Prepare primary antibodies (Table 1): Towards the end of the blocking time, dilute primary antibodies in 1% DS and mix by using a pipette (keep on ice until needed). If using the antibodies suggested in table 1, the anti-OCT4 stain can be co-stained with any of the NSC markers.
| Antibody | Localisation | Dilution | Catalogue Number | Supplier | |
| Rabbit anti-PAX6 | NSC nuclear | 1:200 | 60433S | Cell Signalling Technology | |
| Rabbit anti-FOXG1 | NSC nuclear | 1:2000 | ab196868 | Abcam | |
| Rabbit anti-Nestin | NSC cytoskeletal (intermediate filaments) | 1:100 | ab105389 | Abcam | |
| Mouse anti-OCT4 | stem cell nuclear | 1:100 | sc-5279 | Santa Cruz |
Table 1. Primary antibodies.
Aspirate blocking buffer and add the primary antibodies (50µl per well for a 96 well plate, or 1ml per well for a 6 well plate). Incubate for 1 hour at room temperature.
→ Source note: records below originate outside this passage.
PR #1126, opened 2022-06-30
Build WASM projects in their own unified directory

ark0f:
I expect it will reduce build size and compilation time during iterative development (e.g. branch switches, demo changes and so on)


shamilsan (approved):
Great, let's wait for feedback 😄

We recommend having a no primary control sample which are only stained with the secondary antibody. Add 1% DS to these wells during this step.
1h
Prepare secondary antibodies (Table 2) in 1% DS and add DAPI at a dilution of 1:1000. Pipette to mix. Keep on ice in the dark until needed.
| Antibody | Dilution | Catalogue Number | Supplier | |
| Donkey Anti-Rabbit AF488 | 1:1000 | A21206 | Thermo Fisher | |
| Donkey Anti-Mouse AF647 | 1:1000 | A31571 | Thermo Fisher | |
| DAPI | 1:1000 | 40043 | Biotium |
Table 2. Secondary antibodies.
Aspirate the primary antibody and wash 3 times with PBS with Calcium and Magnesium, leaving it on for 5 minutes at room temperature each time.
15m
Aspirate PBS and add the secondary antibodies (50µl per well for a 96 well plate, or 1ml per well for a 6 well plate). Incubate in the dark (wrapped in foil or in a dark box) for 1 hour at room temperature.
1h
Aspirate the secondary antibody and wash twice times with PBS, leaving it on for 5 minutes at room temperature in the dark each time.
10m
Replace the PBS from the second wash with new PBS. At this point, the plate can be stored at 4 °C in the dark. The fluorescence from the secondary antibodies will decrease with time. Analyse the staining using fluorescence microscopy or a high-content image scanner.
Expected result
A successful assay would show that the NSCs are expressing PAX6, FOXG1 and Nestin. A lack of NSC marker expression or presence of OCT4 expression in the NSC population would indicate that the differentiation from iPSCs to NSCs did not work as expected.
If an iPSC control sample has been stained, this sample should be positive for OCT4 and negative for all NSC markers.
No staining should be visible in the no primary control wells. If there is, it is likely there is non-specific binding from the secondary antibodies and the staining observed may be false.